Based on SVM and LOOCV, CEA, LDH, and NLR could distinguish stages among the six clinical indicators. CEA was reported to be correlated with TNM stage and tumor invasion, and has become the marker of prognosis for lung adenocarcinomas [8]. The elevated NLR is an independent prognostic marker for poor survival at NSCLC, which has been used as a simple and useful tool to predict the prognosis of lung adenocarcinoma after radical pneumonectomy [11, 16]. LDH provided energy to tumor cells by converting acetone acid into lactic acid, and has been linked to prognosis of small cell lung cancer (SCLC) in a previous study [5]. PD-1 and PD-L1 could distinguish stages significantly, and their classification efficiency was higher than that of CEA and LDH related genes.

In view of the high classification efficiency of PD-1 and PD-L1 for staging and the significant correlation of their SNPs and haplotypes on them with staging, the polymorphism of PD-1 may be used as a marker for the staging of lung adenocarcinoma.
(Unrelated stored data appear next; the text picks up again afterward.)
PR #8175, opened 2016-03-17
osd: add cmpext and writesame ops

mikechristie:
The following patches made over the ceph master branch
implement OSD side support for VMware VAAI's Atomic Test
and Set (ATS) and Write Same (Zero) requests.

ATS is used for operations like locking and heartbeats. It
is implemented by as the SCSI COMPARE_AND_WRITE command which
requires the device to read N blocks, compare them to data
sent with the command, and if equal, write N blocks.

Zero is used to initialize blocks to zero. It is implemented
as the SCSI WRITE_SAME command which passes the device a
block's worth of data and has it write it multiple times.

More info on VAAI can be found here:
http://www.vmware.com/resources/techresources/10337

The krbd patches which use these requests are in vaai branch of
this tree:
https://github.com/mikechristie/linux-kernel

I did not submit them in this thread, because they depend on other
patches that are still being reviewed upstream and I did not want
to waste people's time reviewing them if they change. These OSD side
patches should be ok to review and merge, because the op format 
and implementation should not change.

v3
- Add CMPEXT miscompare offset back.
v2
- Integrated David's tracing fixes.
- Dropped CMPEXT miscompare offset.

### DIFF
--- a/src/osd/ReplicatedPG.cc
+++ b/src/osd/ReplicatedPG.cc
@@ -3655,6 +3655,39 @@ int ReplicatedPG::do_xattr_cmp_str(int op, string& v1s, bufferlist& xattr)
   }
 }
 
+int ReplicatedPG::do_extent_cmp(OpContext *ctx, OSDOp& osd_op)
+{
+  ceph_osd_op& op = osd_op.op;
+  vector<OSDOp> read_ops(1);
+  OSDOp& read_op = read_ops[0];
+  int result = 0;
+
+  read_op.op.op = CEPH_OSD_OP_SYNC_READ;
+  read_op.op.extent.offset = op.extent.offset;
+  read_op.op.extent.length = op.extent.length;
+  read_op.op.extent.truncate_seq = op.extent.truncate_seq;
+  read_op.op.extent.truncate_size = op.extent.truncate_size;
+
+  result = do_osd_ops(ctx, read_ops);
+  if (result < 0) {
+    derr << "do_extent_cmp do_osd_ops failed " << result << dendl;
+    return result;
+  }
+
+  if (read_op.outdata.length() != osd_op.indata.length())
+    return -EINVAL;
+
+  for (uint64_t p = 0; p < osd_op.indata.length(); p++) {
+    if (read_op.outdata[p] != osd_op.indata[p]) {
+      ::encode(p, osd_op.outdata);
+      osd_op.outdata.claim_append(read_op.outdata);
+      return -EILSEQ;
+    }
+  }
+
+  return 0;
+}
+
 int ReplicatedPG::do_writesame(OpContext *ctx, OSDOp& osd_op)
 {
   ceph_osd_op& op = osd_op.op;
@@ -4158,6 +4191,11 @@ int ReplicatedPG::do_osd_ops(OpContext *ctx, vector<OSDOp>& ops)
     switch (op.op) {
       
       // --- READS ---
+
+    case CEPH_OSD_OP_CMPEXT:
+      tracepoint(osd, do_osd_op_pre_extent_cmp, soid.oid.name.c_str(), soid.snap.val, oi.size, oi.truncate_seq, op.extent.offset, op.extent.length, op.extent.truncate_size, op.extent.truncate_seq);
+      result = do_extent_cmp(ctx, osd_op);
+      break;
 
     case CEPH_OSD_OP_SYNC_READ:
       if (pool.info.require_rollback()) {
--- a/src/osd/ReplicatedPG.cc
+++ b/src/osd/ReplicatedPG.cc
@@ -3655,6 +3655,37 @@ int ReplicatedPG::do_xattr_cmp_str(int op, string& v1s, bufferlist& xattr)
   }
 }
 
+int ReplicatedPG::do_writesame(OpContext *ctx, OSDOp& osd_op)
+{
+  ceph_osd_op& op = osd_op.op;
+  vector<OSDOp> write_ops(1);
+  OSDOp& write_op = write_ops[0];
+  uint64_t write_length = op.writesame.length;
+  int result = 0;
+
+  if (write_length % op.writesame.data_length)
+    return -EINVAL;
+
+  if (op.writesame.data_length != osd_op.indata.length()) {
+    derr << "invalid length ws data length " << op.writesame.data_length << " actual len " << osd_op.indata.length() << dendl;
+    return -EINVAL;
+  }
+
+  while (write_length) {
+    write_op.indata.append(osd_op.indata.c_str(), op.writesame.data_length);
+    write_length -= op.writesame.data_length;
+  }
+
+  write_op.op.op = CEPH_OSD_OP_WRITE;
+  write_op.op.extent.offset = op.writesame.offset;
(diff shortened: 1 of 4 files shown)


yuyuyu101:
Hi @mikechristie 

in my mind, VAAI is a block layer api spec which should integrate into librbd, why not implement this in RADOS instead of librbd?

yuyuyu101:
@gregsfortytwo yep, I also means we could impl detail logics in librbd layer, and leave generic CAS things to rados.

Oh, I guess you will impl it in kernel rbd firstly.

mikechristie:
@yuyuyu101, Yes, it is implemented in the kernel only right now. Here are the patches that are being proposed upstream:

https://github.com/mikechristie/linux-kernel/commits/vaai

@gregsfortytwo, You mean implement them as rbd cls ops in src/cls/rbd/cls_rbd.cc right? I swear I saw a comment in the ceph code saying something about being able to compare extents could be useful, so I went wild and implemented both as a OSD ops. I cannot find this comment, so maybe I was seeing things :) I think you are probably right and the only user would be rbd for this ESX support.

gregsfortytwo:
Yeah, that's what I meant. (Or perhaps as a separate object class, if that's desirable in terms of auth caps or something.)

I don't care that much and @athanatos is your real gate, but in general it's nice to not expand public interfaces too much. ;)

mikechristie:
Ok, actually, it looks like it is less invasive on the kernel side to implement as cls ops. The existing libceph and rbd kernel code seem to have the infrastructure I need to implement them.

So if no one wants them as osd ops, it makes the kernel side nicer to do them as cls ops.

yuyuyu101:
@mikechristie why not consider impl librbd firstly? related to iscsi target problem?

mikechristie:
@yuyuyu101,

I am new'ish to ceph. What do you mean by implement in librbd? Is that in the userspace lib ceph/src/librbd? If my target was in userpsace like tgt or tcmu, I could do something like this

(tgt making rbd_*() lib calls)
https://github.com/fujita/tgt/blob/master/usr/bs_rbd.c

I think this approach, but tgt is being replaced with the upstream LIO target in most distros. LIO *was* all kernel based, and so that was one reason I was focusing on krbd support. I also felt performance would be better and it would be a easier implementation.

jdurgin:
I also recall someone thinking a generic op would be useful, but can't find where. A class op can still be reused easily though - it also makes testing easier (no need to plumb through new client calls in userspace either).

So new class methods (don't really care if they're cls_rbd or a new cls) sound good to me.

ddiss:
These changes both look good to me:
Reviewed-by: David Disseldorp <ddiss@suse.de>

Though I'm not against implementing these as class operation, I think a generic cmpext op will be useful outside of just RBD - atomic compare-and-swap operations are already possible using xattrs and OMAP values. Allowing the same functionality with object data is complementary to this IMO.

If extra tests are needed for these operations, I'll gladly put my hand up.

jdurgin:
class ops are just as reusable as new rados ops. I don't see much reason to add more rados ops (like these) that could be implemented as class ops directly. class ops are easier to write, and can be used without bloating inferfaces - no need to plumb new ops through the Objecter and librados on the client side, for example.

For testing this, we'll want to update src/test/librados/(maybe misc.cc?) so we can detect regressions without going through extra layers like an application on top of iscsi.

dillaman:
I too remember this discussion last year -- I thought it was @liewegas who suggested they be ops as opposed to Mike's original implementation using class methods.

src/osd/ReplicatedPG.cc
```diff
@@ -5043,6 +5074,13 @@ int ReplicatedPG::do_osd_ops(OpContext *ctx, vector<OSDOp>& ops)
       }
       break;
 
+    case CEPH_OSD_OP_WRITESAME:
+      ++ctx->num_write;
+      tracepoint(osd, do_osd_op_pre_writesame, soid.oid.name.c_str(), soid.snap.val, oi.size, op.writesame.offset, op.writesame.length, op.writesame.data_length);
+
+     result = do_writesame(ctx, osd_op);
+     break;
```
liewegas: nit: indentation looks wonky?

liewegas:
Rados ops seem fine to me, but yeah, a class would also work.  @athanatos ?

liewegas:
We need functional tests in test/librados/misc.cc that verify these work as expected.

athanatos:
Rados ops seem reasonable.  I'm ok either way on that part.

+1 on the functional tests in test/librados/misc.cc

I'd also like ceph_test_rados (src/test/osd/RadosModel.h and src/test/osd/TestRados.cc) extended with these operations.  CMPEXT can probably be tested as part of the normal write op by randomly adding a CMPEXT which should succeed to one of the writes and sometimes (rand() % 3 or something) adding a CMPEXT that should fail with a write that would be noticed later in read if it happened (0's or something).  WRITESAME should probably be its own op (Object.h will need to be changed a bit).

wonzhq:
@mikechristie why the CMPEXT op just does the comparison? I think it should do a write if the comparison result is equal.

ddiss:
@wonzhq: similar to the xattr ops, atomic test-and-set updates are handled on the client side by issuing compound cmpext+write requests.

yuyuyu101:
@mikechristie are you still working on this? If target to jewel and no much free time, I would like to help

liewegas:
@yuyuyu101 we'd definitely appreciate help, especially with the ceph_test_rados changes.

mikechristie:
@yuyuyu101, I might have messed up on my tests. I will push my current branch later today, and then we can see what still needs to be done and you can help with any of it.

yuyuyu101:
@mikechristie great, look forward to this

ddiss:
Hi,

I hope I'm not duplicating work that Mike has already done, but I've pushed a preliminary writesame librados API and some basic ceph_test_rados_api_misc tests to https://github.com/ddiss/ceph/tree/mc-wip-osd-vaai
It's all atop Mike's existing OSD changes.

I'll continue adding writesame tests, and work on a cmpext API today/tomorrow. Preliminary feedback would be much appreciated.

liewegas:
@ddiss looks good!

mikechristie:
Hey ddiss,

A little overlap. Thanks for working on it!.

I am having trouble pushing my branch. Just so I can get it out to you and yuyuyu101, I just made a new branch wip-osd-vaai2.

Here is a link:
https://github.com/mikechristie/ceph/commits/wip-osd-vaai2

It has the beginnings of cmpext librados support and tests. I did not do the C API cmpext stuff yet.

ddiss:
Taking a look now - thanks Mike!

mikechristie:
Hey ddiss,

You do not have to actually waste your time and review the ws/cmp rados patches. Just use them for a guide if you have not started the cmpext stuff. I do not think some of the patches build against the tree I uploaded against. I just pushed them incase you wanted to look at them while you were working on this.

I think your ws patches are more complete so we should go forward with yours.

ddiss:
I've pushed a new round of writesame changes to my branch, with improved test coverage (aio, etc.). I'm now expanding on Mike's cmpext API changes and tests.

jdurgin:
closing this pr since it's been superseded by #8568 and a future cmpext patchset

Nevertheless, the data may be limited, for clinical data and SNP genotyping were obtained by our experiments, and the RNA-seq data were downloaded from TCGA, further evidence from other studies across different populations incorporating with the stage of cancers is required in order to confirm or refute the findings of this study.

Conclusion

In summary, our study examined the PD-1 role in the disease process with patients collected prior to treatment, indicating that the PD-1 gene and the SNPs on it could be used as markers for distinguishing between early and late stages of lung adenocarcinoma in the Northeast Han population. Our investigation into the link between PD-1 polymorphisms and lung adenocarcinoma would help to provide guidance for the treatment and prognosis of lung adenocarcinoma.